The Supreme Court last week granted certiorari in a case that asks if a company can sue a union in state court for intentionally destroying its property in the course of a labor dispute or whether the National Labor Relations Act (NLRA) impliedly preempts any such claim.
The case arises from a dispute between Glacier Northwest, Inc., a Washington company that sells and delivers ready-mix concrete, and Teamsters Union Local No. 174, which represents Glacier’s truck drivers. On August 11, 2017, the Teamsters Union called a strike after it was unhappy with its collective bargaining negotiations with Glacier. As alleged in Glacier’s complaint, which must be accepted as true at this point in the litigation, the Teamsters purposefully timed the strike to “intentionally sabotage” Glacier’s business and destroy its property. Specifically, the Teamsters waited until sixteen concrete trucks were fully loaded with concrete, and then walked off the job. This strategy left Glacier scrambling, as the concrete would be destroyed as it hardened, and it could also permanently damage the concrete trucks. Ultimately, after hastily constructing concrete bunkers in which it could dump the concrete, Glacier was able to save the trucks, but the concrete could not be salvaged.

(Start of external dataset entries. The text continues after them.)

PR #15, opened 2019-11-13
Mention INSTALL in README

busunkim96:


newren:
Thanks for the contribution.

I don't like the idea of adding a reference in the "how do I use it?" section, though.  Perhaps we could make an "Installation" section, and move part of the opening paragraph into that.

Also:
  * this patch records an invalid email address for you; that should be corrected.
  * missing Signed-off-by line as per https://github.com/git/git/blob/master/Documentation/SubmittingPatches#L293
  * for consistency, the commit summary should be "filter-repo (README): mention INSTALL"

Do you want to try your hand at fixing these up, or would you like me to go ahead and restructure the README a bit to make a separate installation section?

newren:
So, after reviewing the other PRs, I noticed I was repeating myself a lot, so I wrote up some contribution guidelines.  One of the other PRs pointed out I wasn't clear about which version(s) of python were required.  And others pointed out that the installation instructions on Windows weren't detailed enough (python3 is often named "python" there instead of "python3" for some reason).  And while at it I made a few other changes, including a separate installation section in the README as a side effect.

Since that bunch of changes makes this PR obsolete, I'll go ahead and close it out, but I want to thank you for taking the time to use filter-repo, notice an issue, and flag it to my attention.  You've helped make filter-repo better; much appreciated!

PR #29, opened 2019-12-11
Fix translation of mailmap entries with no email address

xorangekiller:
This PR adds a `.gitignore` file and fixes two bugs.

1. The mailmap format parsed by the `git shortlog` command allows for matching mailmap entries with no email address. This is admittedly an edge case, because most Git commits will have an email address associated with them as well as a name, but technically the address isn't required, and `git shortlog` accommodates that in its mailmap format. This PR teaches `git-filter-repo` to do the same thing, fixing what was arguably a bug (or at least a missing feature) in `git-filter-repo`.

2. I ran into this bug by accident while I was investigating the previous one. Prior to the changes made in this PR, `git-filter-repo` could only be used with either the `--dry-run` flag or the `--debug` flag, not both. When run in debug mode, `git-filter-repo` expected to be able to read from the output stream, which obviously isn't created when doing a dry run, so it stack traced when it tried to use the non-existent output stream. This PR fixes that bug with an equally simple sanity check for the existence of the output stream when run in debug mode.

### DIFF
--- a/git-filter-repo
+++ b/git-filter-repo
@@ -267,7 +267,7 @@ class MailmapInfo(object):
     self._parse_file(filename)
 
   def _parse_file(self, filename):
-    name_and_email_re = re.compile(br'(.*?)\s*<([^>]+)>\s*')
+    name_and_email_re = re.compile(br'(.*?)\s*<([^>]*)>\s*')
     comment_re = re.compile(br'\s*#.*')
     if not os.access(filename, os.R_OK):
       raise SystemExit(_("Cannot read %s") % decode(filename))
--- a/git-filter-repo
+++ b/git-filter-repo
@@ -3562,7 +3562,7 @@ class RepoFilter(object):
       self._output = open(self._fe_filt, 'bw')
     else:
       self._output = self._fip.stdin
-    if self._args.debug:
+    if self._args.debug and not self._args.dry_run:
       self._output = DualFileWriter(self._fip.stdin, self._output)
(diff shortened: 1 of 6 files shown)


git-filter-repo
```diff
@@ -3542,7 +3542,7 @@ class RepoFilter(object):
       self._output = open(self._fe_filt, 'bw')
     else:
       self._output = self._fip.stdin
-    if self._args.debug:
+    if self._args.debug and self._fip:
```
newren: I would rather this check 'not self._args.dry_run' rather than 'self._fip'; while both may be valid, I think the former documents the intent a bit better to future readers.

newren:
Oh, and sorry for taking so long to review your changes; things were busy...

git-filter-repo
xorangekiller: No problem. I see how that makes the intent a little easier to follow. I rebased my branch on the latest `master`, made that one small change, and verified that all of the tests still pass.

xorangekiller:
> Oh, and sorry for taking so long to review your changes; things were busy...

You didn't need to apologize for taking too long, but thank you. Things have been a bit crazy for me too recently with Thanksgiving (in the US), Christmas, and everything that I needed to get done around them. Thank you for taking the time to review my changes, and for writing such an awesome tool as `git-filter-repo` in the first place! It helped me recently to fix a few things in history after my conversion of a very old and very large CVS repo to Git with `cvs2git`.

newren:
Thanks for your contributions!

PR #33, opened 2019-12-22
Add callback data to be passed down to the callbacks

### LINKED ISSUE #31: Please allow to pass user_data to the callbacks
Hi,

I'm trying to write a tool to add "Reviewed-By" to commits. It would be great to have user_data which I could pass down to the commit_callback.

Thanks!

cryptomilk:
Fixes #31

### DIFF
--- a/git-filter-repo
+++ b/git-filter-repo
@@ -884,7 +884,7 @@ class FastExportParser(object):
                tag_callback = None,   commit_callback = None,
                blob_callback = None,  progress_callback = None,
                reset_callback = None, checkpoint_callback = None,
-               done_callback = None):
+               done_callback = None,  callback_data = None):
     # Members below simply store callback functions for the various git
     # elements
     self._tag_callback        = tag_callback
@@ -894,6 +894,8 @@ class FastExportParser(object):
     self._progress_callback   = progress_callback
     self._checkpoint_callback = checkpoint_callback
     self._done_callback       = done_callback
+
+    self._callback_data       = callback_data
 
     # Keep track of which refs appear from the export, and which make it to
     # the import (pruning of empty commits, renaming of refs, and creating
@@ -1114,7 +1116,7 @@ class FastExportParser(object):
 
     # Call any user callback to allow them to use/modify the blob
     if self._blob_callback:
-      self._blob_callback(blob)
+      self._blob_callback(blob, self._callback_data)
 
     # Now print the resulting blob
     if not blob.dumped:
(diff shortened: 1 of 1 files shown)


git-filter-repo
```diff
@@ -1246,7 +1248,7 @@ class FastExportParser(object):
     aux_info = {'orig_parents': orig_parents,
                 'had_file_changes': had_file_changes}
     if self._commit_callback:
-      self._commit_callback(commit, aux_info)
+      self._commit_callback(commit, aux_info, self._callback_data)
```
newren: If we were to do this, I'd prefer that self._callback_data consistently be the second argument, and aux_info can be last.

git-filter-repo
```diff
@@ -1406,7 +1408,7 @@ class FastExportParser(object):
         self._parse_literal_command()
       elif self._currentline.startswith(b'done'):
         if self._done_callback:
-          self._done_callback()
+          self._done_callback(self._callback_data)
```
newren: Oh, ick, this can't be the second argument because there isn't a first argument because there's nothing to operate on.  Hmm...also, does it even make sense for the user data in the done callback?  I'm not sure, because it's just such a rare callback to want or need.

git-filter-repo
```diff
@@ -3159,9 +3166,9 @@ class RepoFilter(object):
         blob.data = regex.sub(replacement, blob.data)
 
     if self._blob_callback:
-      self._blob_callback(blob, self.callback_metadata())
+      self._blob_callback(blob, self.callback_metadata(), self._callback_data)
 
-  def _tweak_commit(self, commit, aux_info):
+  def _tweak_commit(self, commit, aux_info, callback_data):
```
newren: Again, second argument; keep aux_info last.  But more importantly, why are you passing callback_data to this function, then ignoring it and using self._callback_data anyway?  What's the point in taking it as an extra parameter?

git-filter-repo
```diff
@@ -3580,9 +3587,9 @@ class RepoFilter(object):
       print("        longer be related; consider re-pushing it elsewhere.")
     subproc.call('git remote rm origin'.split(), cwd=target_working_dir)
 
-  def _final_commands(self):
+  def _final_commands(self, callback_data):
```
newren: Same issue as above; you are passing an extra callback_data parameter, but then ignoring it and using self._callback_data.  What's the reason for passing it?  (Was this leftover from a previous attempting at passing things around and just didn't get cleaned up, by chance?)

cryptomilk:
> People can create a class and a function within a class, and then use everything in self for extra callback data (see e.g. contrib/filter-repo-demos/filter-ignore, which passes commit_callback=checker.skip_ignores)

I'm a C developer and a total python newbie. I didn't know that this works. I guess then we can close this request and I wlll rewrite my script.

newren:
Okay, I'll go ahead and close.  Thanks for your interest and submissions!

PR #34, opened 2019-12-22
Fix GPL license

cryptomilk:
The license file is outdated pointing to an incorrect FSF address.


newren:
Indeed, I had copied it from git.git into the predecessor of this project back in 2009, and git.git updated their copy in 2010 but I hadn't noticed.  Thanks for spotting and updating!

PR #55, opened 2020-02-11
setup.py: test for FileExistsError on symlink

siriobalmelli:
Multiple runs of setuptools encounter a FileExistsError exception
trying to re-symlink the same files.

This exception is safe to ignore: the files were already symlinked
so the call can be considered successful.

Signed-off-by: Sirio Balmelli <sirio@b-ad.ch>


newren:
Thanks!

Issue #98, opened 2020-05-31
Replacement for BFG's object-id-map.old-new.txt


TobiX:
Hi,

first, thanks for the awesome tool!

A question: Would it be possible to provide a replacement for BFG's `object-id-map.old-new.txt`, which just seems to be a complete map from all old blob IDs to all new blob IDs?

This is useful, for example, to fixup internal structures in GitLab after a repository rewrite: https://gitlab.com/help/user/project/repository/reducing_the_repo_size_using_git.md#using-the-bfg-repo-cleaner

jamesramsay:
I started looking at updating this documentation today and realized the same.

Basically we are using the list of old object ids to prune any `refs/keep-around` that we use for making sure that commits referenced by comments particularly aren't pruned. This avoids the situation where comments reference objects that doesn't exist anymore, but makes clean up challenging.

@newren if you have any ideas for how to get a list of modified commits, that would be very helpful!

newren:
If you just want a list of modified commits, that's pretty easy.  Could you verify that's what you want?  @TobiX described object-id-map.old-new.txt as a complete map from all old _blob_ IDs to all new blob IDs, but in my testing it never contains any blob IDs at all.  It only ever includes commits, trees, and tag objects.  I can assume that mentioning blobs was a mistake, and the linked GitLab doc suggests gc reasons which also implies neither blobs nor tags would matter, but is it just modified commits that you need?

Anyway, what you're looking for is basically the commit-map.  At the end of filter-repo's run, it creates a .git/filter-repo/commit-map file -- and also a .git/filter-repo/ref-map file.  The former contains the mapping of how all commits were (or were not) changed, while the ref-map contains the mapping of how all local references were (or were not) changed.  I think you want the commit-map, but I mention the ref-map for two reasons: (1) to make sure you're aware of it and don't accidentally grab the wrong file, (2) if there is any chance you keep references to non-lightweight tags on the server that the user doesn't force push over then you might need some info from the ref-map, and (3) even though server-side you'd be more interested in the commit-map, I think the end-users would be more interested in the ref-map (because then they can easily see how their refs changed instead of trying to look through the massive list of all commits changed).

[...]

PR #117, opened 2020-06-21
git-filter-repo.txt: document mapping output

jamesramsay:
Useful commit and reference mappings are created on every run. These are
helpful in a number of situations, and should be documented so that
end-users and Git hosts can understand how to use the output.

The commit-map is particularly useful for Git hosts to override
retention mechanisms, like hidden refs. This allows end-users can purge
large files or sensitive data.

Follow up to #98

### DIFF
--- a/Documentation/git-filter-repo.txt
+++ b/Documentation/git-filter-repo.txt
@@ -332,6 +332,38 @@ Miscellaneous options
 --quiet::
 	Pass --quiet to other git commands called.
 
+OUTPUT
+------
+
+Every time filter-repo is run, files are created in the `.git/filter-repo/`
+directory. These files overwritten unconditionally on every run.
+
+Commit map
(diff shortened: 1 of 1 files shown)


newren:
You've got a missing word or something in that last sentence of your commit message, "This allows end-users can purge large files or sensitive data."  Or perhaps just s/can/to/?

Also, the all-zeros hash can appear in the ref-map as well as the commit-map, with the same meaning: deletion of the ref.  (For example, if instead of removing big files you are selecting just the history of one directory such as src/module-foo/, and some branches or tags are old enough that they pre-dated the introduction of the src/module-foo/ directory.)

jamesramsay:
@newren thanks for clarifying the ref-map behavior. I've fixed the commit message too.

newren:
Thanks!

Glacier sued the Teamsters in Washington state court for intentional property destruction, but the Washington Supreme Court held that because the Teamsters’ conduct was “arguably” protected by the NLRA, Glacier’s state-law claims were preempted under San Diego Bldg. Trades Council, Millmen’s Union, Loc. 2020 v. Garmon, 359 U.S. 236, 246 (1959). Although Garmon explicitly stated that it was not extending NLRA preemption to situations “where the regulated conduct touched interests so deeply rooted in local feeling and responsibility that, in the absence of compelling congressional direction, we could not infer that Congress had deprived the States of the power to act,” id. at 244, the Washington Supreme Court nevertheless held that this Garmon exception applies only to “violent or outrageous conduct” and does not include the intentional destruction of property.
As Glacier’s petition for a writ of certiorari explains, the Washington Supreme Court’s decision is at odds with precedent from the Supreme Court, federal courts of appeals, and other state supreme courts. The decision also incentivizes unions to conduct strikes in a manner that inflicts maximum property damage on the employer, such as walking off the job while expensive equipment is running and will break down without supervision. It therefore seems like a safe bet that the Washington Supreme Court’s decision will be reversed. But will the Court simply clarify that intentional property destruction falls within the “local feeling” exception to Garmon, or will it take this opportunity to narrow Garmon preemption more generally?
Keep an eye out for how this case is covered in the media. In light of the makeup of the current Supreme Court and the media’s liberal bias, I would be shocked if Glacier’s ultimate victory were covered in an even-handed manner. Indeed, shortly after the Supreme Court granted certiorari, the Huffington Post was already decrying how this case “could weaken unions’ ability to strike.” While Glacier’s victory at the Supreme Court seems fairly assured given the precedent in its favor, an even safer bet is that we’ll see more histrionics if and when the Supreme Court issues a decision in Glacier’s favor.